> [TASK STATEMENT]: Which of the lines below contain the string "sure"? Pull each one out of the data.

> [TASK INPUTS]:
· · · · ·

PR #849, opened 2020-05-11
Fix using dumpfullversion for old compilers and clang

dwrobel:
Fixes (non-fatal) error:
 gcc: fatal error: no input files
produced by compilers which does not support -dumpfullversion
(includes old gcc and all clang).

It also uses $(CC) instead of hardcoded 'gcc' value.


jepler:
Does this lead to the component being built or unbuilt when CC is clang?  If unbuilt, is that important to you?

dwrobel:
>Does this lead to the component being built or unbuilt when CC is clang?

It will build unconditionally when `CC=clang`.

Issue #846, opened 2020-05-10
Master build appears to be broken with Buster. 


andypugh:
Git bisect blames:
https://github.com/LinuxCNC/linuxcnc/commit/94fa1b2338a8c3586547ab50233e1d51c0957d98

The error is:
scripts/Makefile.build:50: *** CFLAGS was changed in "/home/andypugh/linuxcnc-dev/src/Makefile". Fix it to use ccflags-y.  Stop.
make[1]: *** [Makefile:1544: _module_/home/andypugh/linuxcnc-dev/src] Error 2
make: *** [Makefile:479: modules] Error 2

gcc version 8.3.0 (Debian 8.3.0-6)

PR #850, opened 2020-05-11
Fix honoring {C,CXX,CPP,LD}FLAGS passed to the 'configure'

dwrobel:
This fixes linking against libreadline v5 in a non standard directory.

On Fedora multiple readline libraries can be installed in parallel.
Old GPL-2 compatible libreadline v5 has its own header and library in the
following directories:

 $ rpm -ql compat-readline5-devel | grep -e 'readline\.h' -e 'libreadline\.so'
 /usr/include/readline5/readline/readline.h
 /usr/lib64/readline5/libreadline.so

As per 'configure --help' the following flags (excerpt) should be supported:
 Some influential environment variables:
  LDFLAGS     linker flags, e.g. -L<lib dir> if you have libraries in a
              nonstandard directory <lib dir>
  CPPFLAGS    (Objective) C/C++ preprocessor flags, e.g. -I<include dir> if
              you have headers in a nonstandard directory <include dir>

Despite passing above directories via 'CPPFLAGS' and 'LDFLAGS' to 'configure' the linking
process fails as follows:

 gcc -Wl,-rpath-link,../lib -ltirpc  -o ../bin/halcmd objects/hal/utils/halcmd.o
   objects/hal/utils/halcmd_commands.o objects/hal/utils/halcmd_main.o
   objects/hal/utils/halcmd_completion.o ../lib/liblinuxcncini.so.0
   ../lib/liblinuxcnchal.so.0 -lreadline
 /usr/bin/ld: cannot find -lreadline

This was due to not honoring flags passed to configure.

This also fixes the error of passing C specific compielr option to C++ compiler:
   cc1plus: warning: '-Werror=' argument '-Werror=implicit-function-declaration'
   is not valid for C++


dwrobel:
Comparing with old #751 it adds [ifeq ($(BUILD_SYS),uspace)](https://github.com/LinuxCNC/linuxcnc/pull/850/files#diff-7d087b07875afb09211b54c9cc23c35aR119) guard to make sure that none of the following:
 - CPPFLAGS
 - CXXFLAGS
 - CXXFLAGS
 - CFLAGS
 - LDFLAGS

would affect `RTAI` compilation.

dwrobel:
Should fix https://github.com/LinuxCNC/linuxcnc/issues/846.

jepler:
Thanks, I will submit it to the buildbot CI system before merging.

BTW, do you think that CPPFLAGS is redundant and should be merged into CXXFLAGS?  I could not determine why we have the two variables.  It is nothing to do with flags for the C preprocessor, sometimes called cpp, as far as I can tell.

dwrobel:
> I could not determine why we have the two variables.

It's almost self explanatory, see what `configure` print outs:
```
$ ./configure --help | grep CPPFLAGS
  CPPFLAGS    (Objective) C/C++ preprocessor flags, e.g. -I<include dir> if
```
so, basically `CPPFLAGS`  is not compiler specific, while `CXXFLAGS`:
```
$ ./configure --help | grep CXXFLAGS
  CXXFLAGS    C++ compiler flags
```
is only for `c++`. In other words if you would like to specify location for the `readline5` headers _(e.g. -I/usr/include/readline5)_ it's useful to just pass it using `CPPFLAGS` as this way all compilers will pick up this parameter.

jepler:
Thanks!

PR #1270, opened 2021-09-23
Smallish changes to help Debian build experience

smoe:
Hello,

in cowbuilder the "-o root" for install was not permitted. Since everything will be installed as root already, I added a patch to remove that option.

Took the freedom to add myself as an uploader but please substitute me with anyone who you think may have an interest to upload an update of that package to Debian - yes, without me. There is this "Debian Maintainer" status that grants the permission to upload updates to what is already in Debian, you just need to be mentioned as uploader or maintainer and have a gpg key signed by to Debian Developers.

Otherwise I only got a few lintian warnings.

You have "focal" in debian/changelog, which I suggest to change to "UNRELEASED" (all caps) until the package is uploaded - to focal or unstable or both.

The lintian error
E: linuxcnc source: source-is-missing src/emc/usr_intf/gremlin/__pycache__/gremlin-runcpython-39.pyc
is apparently a symptom of something not cleaned up properly. Maybe you have an idea where to look.
 
I changed the date in d/changelog to a version that is younger than the new standard 4.6.0. 

In Debian there is a craze ongoing to change the good old which to "command -v" because of too many versions of which being around. So the current which gives a warning that I have prevented by asking command first.

In d/control there are some conventions like having the substitutions first. The build-depends are a bit excessive. I removed iptables and have some confidence that some more can go.

But congrats, cowbuilding and mostly lintian-clean, this is already darn good!
Steffen


rene-dev:
Thanks!
CI fails to install build deps, any idea why?

smoe:
Hm. This is unexpected. It cannot install the build-deps. But cowbuilder just worked. I nicified the d/control file such that there are npw lines that only show a comma (substitutions with nothing). Deep hunch. I am testing a respective "sed -e '/^\s*,\s*$/d' debian/control" locally that should be integrateable into configure.

smoe:
That may be a bit weird now, but if I get this right then this "install -o root" should go. But for regular installs from the source tree this is still valid. This has the effect that for the Debian package you now patch your own source tree. I now changed debian/source/format from native to quilt. My patch to undo the root should then be applied. We'll see.

smoe:
This turned out to be quite a sport, so I must admit. I'll get there and then we can discuss a rebase.

smoe:
Here we are. Looking back, it was likely the "Rules-Requires-Root: no" that demanded the patch and then I learned the hard way that a native package does not apply patches. Which makes some sense. I am not sure that you want to follow my substitution of debuild with ./debian/rules binary. But then again, the overall robustness should have improved and errors are not hidden that much.

jepler (approved):
Thank you!

jepler:
Looks like the change to `quilt` causes problems with our buildbot CI system:
```
 dpkg-source -I -b .
dpkg-source: error: can't build with source format '3.0 (quilt)': no upstream tarball found at ../linuxcnc_2.9.0~pre0.4651.g8a7f0deae.orig.tar.{bz2,gz,lzma,xz}
dpkg-buildpackage: error: dpkg-source -I -b . subprocess returned exit status 25
```

@SebKuzminsky do you have the time to look into this in the short term, or do we need to revert the change to quilt or find another way to do it, so that we can continue providing development version packages via buildbot?

smoe:
I had changed the debuild (which invokes dpkg-buildpackage) to "fakeroot ./debian/rules binary" since you only install the .deb files and do not work with the others (like .changes and .dsc). From what I understand one can also instruct the dpkg-source to build the source tarball but unless you directly feed your linuxcnc repository from the CI-generated files maybe a simple execution of the good ole "binary" target of d/rules is all you need. From what I recall, that change helped me with better error messages.

smoe:
After some time invested in the dpkg-source manpage that went nowhere, I came up with the following:
```
p=$(head -n 1 debian/changelog |cut -f1 -d' ')
v=$(head -n 1 debian/changelog |cut -f1 -d\) | cut -f2 -d\( )
d=$(basename $(pwd))
(cd .. && tar --exclude debian --exclude .git --exclude .github -czf ${p}_${v}.orig.tar.gz $d)
```
Still, I hope that you just do not need to run debuild but fall back to "fakeroot ./debian/rules binary". The above is annoying.

SebKuzminsky:
@jepler Leave it in master for now, I'll take a look at the buildbot...

Issue #1272, opened 2021-09-24
kernel_lockdown block iopl call


safarir:
## Here are the steps I follow to reproduce the issue:

run any rtapi_app on a system with secure boot

## This is what I expected to happen:

Get the latency test going

## This is what happened instead:

```cannot gain I/O privileges - forgot 'sudo make setuid'?```

and program exit

## It worked properly before this:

· · · · ·

> [SOLUTION TO THIS PROBLEM]:
Comparing with old #751 it adds [ifeq ($(BUILD_SYS),uspace)](https://github.com/LinuxCNC/linuxcnc/pull/850/files#diff-7d087b07875afb09211b54c9cc23c35aR119) guard to make sure that none of the following:
Here we are. Looking back, it was likely the "Rules-Requires-Root: no" that demanded the patch and then I learned the hard way that a native package does not apply patches. Which makes some sense. I am not sure that you want to follow my substitution of debuild with ./debian/rules binary. But then again, the overall robustness should have improved and errors are not hidden that much.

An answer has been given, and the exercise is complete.